Recently I started a gallery on zazzle.com.  I have been trying to add a small panel to this blog showing some of the products, but haven’t been able to do that yet.  I think my web genius friend, Nadine, is going to solve this problem for me.  I know just enough about websites to know that there’s tons I don’t know.  Anyway, zazzle.com is a print on demand company that lets you put your own images and designs onto the products that they then print and ship.  I was won over to zazzle by the fact that you can make your own SNEAKERS!  In fact, I won a “Today’s Best Award” at zazzle for one of my sneaker designs that I made from a photograph of a zebra I took at the Oakland Zoo.

The other unique product you can make at zazzle is a tie.  I ordered one for George, and wasn’t ecstatic about the quality.  They’re polyester, and I’m used to my own perfect prints on silk or soft cotton, and I wasn’t impressed about the slight lack of sharpness they achieved with the polyester.  But I’ll probably order another to make sure.

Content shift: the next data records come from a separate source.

Issue #726, opened 2018-07-13
TreeWidget.topLevelItems is broken on Python3


polwel:
As per the title. The method uses `xrange`, which obviously is not available in Python 3.
I haven't tried it, but I assume the regression was introduced with 6c7e0fa, where an `from ..python2_3 import xrange` was removed from the corresponding file.

I can see two possible fixes for the issue.

1. Change `xrange` to `range`, which is available in both languages.
2. Revert the removal of the `python2_3` compatibility import.

@campagnola Let me know which one you prefer, and I'll submit a PR.

PR #757, opened 2018-09-07
Fixed issue #726

polwel:
I restored the compatibility layer.

Also, I the `weakref` import is not used anywhere in the file.


j9ac9k:
This was fixed with #888

PR #761, opened 2018-09-21
added optional Gradient argument to HistogramLUTItem

behzadba:
In case the image lut was different than gray it can get the same gradient as the imageItem.

### DIFF
--- a/pyqtgraph/graphicsItems/HistogramLUTItem.py
+++ b/pyqtgraph/graphicsItems/HistogramLUTItem.py
@@ -54,7 +54,7 @@ class HistogramLUTItem(GraphicsWidget):
     sigLevelsChanged = QtCore.Signal(object)
     sigLevelChangeFinished = QtCore.Signal(object)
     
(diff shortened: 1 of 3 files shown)


pyqtgraph/graphicsItems/HistogramLUTItem.py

Otherwise, you can get the normal products that other print on demand services offer, including custom postage, cards and prints, mugs, t-shirts, buttons, magnets, etc.  I’ve been very impressed with the quality of everything I’ve ordered other than the tie.  I have gotten several t-shirts, mugs and postcards.

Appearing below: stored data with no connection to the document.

PR #763, opened 2018-10-05
FIX: Protection over downsampling calculation.

hhslepicka:
This PR adds a couple of checks to avoid OverflowError when using Auto Downsampling.


campagnola:
Looks good, thanks @hhslepicka!

PR #767, opened 2018-10-10
fixed bug in graphicsItems/ImageItem.py: degenerate images (max==min) 

jimofthecorn:
… would raise exception in getHistogram(). Just added two lines:

if mx == mn:
    mx += 1


Swati707:
Thanks for fix.

israel-segundo:
Thanks for the fix, I have successfully tested it with a local modiciation, but I would really like this to be merged with production.

j9ac9k:
Merging this; sorry it took us so long to get to this PR.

For me, the strength of the zazzle website is in instantly seeing how my designs look on different products.  It’s incredible that you can just click the template for a product, upload your design, and see how it would work as a sneaker!  Getting a gallery is free, and you choose the amount of the royalty you want to get from anything that sells.   If you have a gallery and you order your own products you pay a basic rate.  They have a somewhat complicated discount program that I’m not even going to try to explain.

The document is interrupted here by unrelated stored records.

Issue #481, opened 2017-05-09
Parameter 'pos' of GLViewWidget.setCameraPosition() is ignored


cklb:
It seems like the mentioned method ignores its first argument `pos` .

As you can see in:
https://github.com/pyqtgraph/pyqtgraph/blob/5195d9dd6308caee87e043e859e7e553b9887453/pyqtgraph/opengl/GLViewWidget.py#L224
all other arguments are handled correctly.

Adding:
```
if pos is not None:
      self.opts['center'] = pos
```
fixes the behavior for me.

If the solution is really that simple, I'm gladly opening a PR for this.

ParisNeo:
Thanks, this work for me too.
I don't want to mess around with the pyqtgraph library so I added a workaround function in my project:
`
def setCameraPosition(w, pos=None, distance=None, elevation=None, azimuth=None):
    if pos is not None:
        w.opts['center'] = pos
    if distance is not None:
        w.opts['distance'] = distance
    if elevation is not None:
        w.opts['elevation'] = elevation
    if azimuth is not None:
        w.opts['azimuth'] = azimuth
    w.update()       
`

j9ac9k:
Closing due to the merging of #770

PR #770, opened 2018-10-12
Fix issue #481

cklb:
The method `setCameraPosition` of the `GLViewWidget` seems the ignore its first argument `pos` (see #481)
By adding the attached lines the position is set correctly.

### DIFF
--- a/pyqtgraph/opengl/GLViewWidget.py
+++ b/pyqtgraph/opengl/GLViewWidget.py
@@ -236,6 +236,8 @@ class GLViewWidget(QtOpenGL.QGLWidget):
                     glPopMatrix()
             
     def setCameraPosition(self, pos=None, distance=None, elevation=None, azimuth=None):
+        if pos is not None:
+            self.opts['center'] = pos
         if distance is not None:
             self.opts['distance'] = distance
         if elevation is not None:


j9ac9k:
Thanks for the PR, looks good

Cocco17:
Hi! Had the same problem with the current version of pyqtgraph 0.10.0 - apparently the change hasn't been merged to release version?  @j9ac9k could you check that please?

cklb:
Hey there, since the next release is not finished the changes are not yet in master.
If you are willing to take the risk however, you can try the current release candidate
`pip install pyqtgraph==0.11.0rc0`
which should include the fix.

j9ac9k:
@Cocco17 We are still gearing up for a stable release (0.11), and as @cklb said, you can install the version with this patch by installing the current rc build.  There are a few more outstanding issues we want to address before we do the next stable release. 

One of the reasons this upcoming release is taking so long is that it will be the last to support qt4/py2, so we're trying to identify all those relevant issues and get fixes in.

Cocco17:
@cklb and @j9ac9k thanks for the quick response! Alright, I'll wait for the 0.11 release, in the meantime I added the missing lines to the setCameraPosition function in the  GLViewWidget.py file

j9ac9k:
We highly recommend installing the rc builds over 0.11,.as it includes hundreds of bug fixes and performance improvments.  Also we would like to know if you run into any issues.  I use the rc for all my current pyqtgraph projects.

Cocco17:
@j9ac9k Okay, I will switch to 0.11 - Thanks!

Their customer service is incredibly good.  I have called and emailed questions and get responses very quickly.  I bought some of my own things to sell and wanted to use my tax exempt status, since they’re in California.  They responded almost instantly with a clear and easy explanation of how I could do that.  I remember trying to use my tax exempt certificate with smugmug about a year ago and being told they weren’t set up to handle it.